In the second embodiment, as described above, the communication port 205 is located below the upper end 213 of the second waiting chamber 186 (Fig. 16). Therefore, for example, when the upward and downward directions of the tank 9B are reversed in a state where ink flows into the second waiting chamber 186 from the accommodating portion 181 through the second communication path 187, 186 are prevented from reaching the communication port 205 directly. That is, even if the upward and downward directions of the tank 9B are reversed, the ink flowing into the second waiting chamber 186 from the accommodating portion 181 through the second communication path 187 remains in the second waiting chamber 186 easy. As a result, the ink in the accommodating portion 181 easily escapes from the air communicating port 115 to the outside of the tank 9B.

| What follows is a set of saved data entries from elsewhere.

PR #4668, opened 2025-05-08
Install development version of cocotb after ecosystem test package

### LINKED ISSUE #4659: pyuvm ecosystem tests do not use cocotb 2.0
Ecosystem tests such as https://github.com/cocotb/cocotb/actions/runs/14435312465/job/40475379567 are supposed to use the master version of cocotb against a released version of a tool. But since pyuvm specifies `cocotb < 2.0` it discards the master version of cocotb and uses the 1.9.2 version instead. That's not that the test is expected to do.

oscargus:
Closes #4659

(Running as part of the PR to see how it works. Will revert that part once it's been approved.)

I *think* the install works in the expected way now, but errors are triggered using cocotb 2.0.

### DIFF
--- a/.github/workflows/ecosystem-compat.yml
+++ b/.github/workflows/ecosystem-compat.yml
@@ -13,6 +13,10 @@
 name: Ecosystem compatibility tests
 
 on:
+  pull_request:
+    branches:
+      - master
+      - 'stable/**'
   # Run daily at midnight (UTC).
   schedule:
     - cron: '0 0 * * *'
@@ -38,9 +42,6 @@ jobs:
         with:
           path: cocotb
 
-      - name: Install the development version of cocotb
-        run: pip3 install ./cocotb
-
       - name: Checkout cocotb-coverage repository
         uses: actions/checkout@v4
         with:
@@ -49,6 +50,9 @@ jobs:
 
       - name: Install the release version of cocotb-coverage
         run: pip3 install cocotb-coverage==1.2
+
+      - name: Install the development version of cocotb
+        run: pip3 install ./cocotb
 
       - name: Run tests
         # Don't run tests through tox (as present in cocotb-coverage) to be able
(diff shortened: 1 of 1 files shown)


.github/workflows/ecosystem-compat.yml
```diff
@@ -47,7 +51,7 @@ jobs:
           path: cocotb-coverage
 
       - name: Install the release version of cocotb-coverage
-        run: pip3 install cocotb-coverage==1.2
+        run: pip3 install --no-deps cocotb-coverage==1.2
```
ktbarrett, line 54: These tools can have more dependencies that just cocotb. I think instead of `--no-deps`, we just move the `cocotb` install below the package-under-test install plus whatever flags are necessary to force the local version to be installed over one gathered from pypi.

It's slightly wasteful, but more manageable.

oscargus: Sure. My idea was to add those manually, when needed, but this will also work.

oscargus:
Seem to work to just change the install order:

```
ERROR: pip's dependency resolver does not currently take into account all the packages that are installed. This behaviour is the source of the following dependency conflicts.
pyuvm 3.0.0 requires cocotb<2.0,>=1.6.0, but you have cocotb 2.0.0.dev0+c737902 which is incompatible.
Successfully installed cocotb-2.0.0.dev0+c737902
``` 

I added a second commit to remove the temporary PR execution. Not sure if you have squash activated, but if you do, please squash. Otherwise, I will squash locally when I get an OK.

(Hmm, for some reason the partial results are not visible for the first commit... But they can be seen here: https://github.com/cocotb/cocotb/actions/runs/15131935992 )

ktbarrett (approved):
At some point in the future (once they implement it), we should add `--ignore-conflicts`. Looks good!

In the second embodiment, as described above, the communication hole 205 is located above the position where the communication hole 205 is raised from the lower end 211 by the dimension H1. According to this configuration, for example, when ink flows into the second waiting chamber 186 from the accommodating portion 181 through the second communication path 187, the ink flowing into the second waiting chamber 186 flows into the communication port 106 It is easy to avoid reaching the communication port 205 directly along the fifth wall 85. That is, the ink flowing into the second waiting chamber 186 from the accommodating portion 181 through the second communication path 187 is liable to stay in the second waiting chamber 186. As a result, the ink in the accommodating portion 181 easily escapes from the air communicating port 115 to the outside of the tank 9B.

In the second embodiment, as described above, the communication hole 205 is located below the position lowered from the upper end 213 by the dimension H2. According to this configuration, for example, when the upward and downward directions of the tank 9B are reversed with ink flowing into the second waiting chamber 186 from the accommodating portion 181 through the second communication path 187, It is easy to avoid that the ink in the waiting chamber 186 reaches the communication port 205 directly. That is, even if the upward and downward directions of the tank 9B are reversed, the ink flowing into the second waiting chamber 186 from the accommodating portion 181 through the second communication path 187 remains in the second waiting chamber 186 easy. As a result, the ink in the accommodating portion 181 easily escapes from the air communicating port 115 to the outside of the tank 9B.

17, the ninth wall 191 is located closer to the eighth wall 88 than the fifth wall 85 in the second embodiment. In other respects, the ninth wall 191 is positioned vertically above the fifth wall 85. That is, the height of the ninth wall 191 from the fourth wall 84 is higher than the height of the fifth wall 85 from the fourth wall 84. A tenth wall 192 is provided between the ninth wall 191 and the fifth wall 85. With this configuration, the recessed portion 221 is formed in the accommodating portion 181. The concave portion 221 is provided in a direction toward the eighth wall 88 side than the fifth wall 85, that is, in a direction concave toward the + Z axis direction side from the fifth wall 85. In the concave portion 221, a communication port 107 is provided at a position facing the tenth wall 192. Therefore, the communication port 107 is located closer to the ninth wall 191 than the fifth wall 85. In another aspect, the communication port 107 is positioned vertically above the fifth wall 85. [ In the second embodiment, the concave portion 221 corresponds to the upper region.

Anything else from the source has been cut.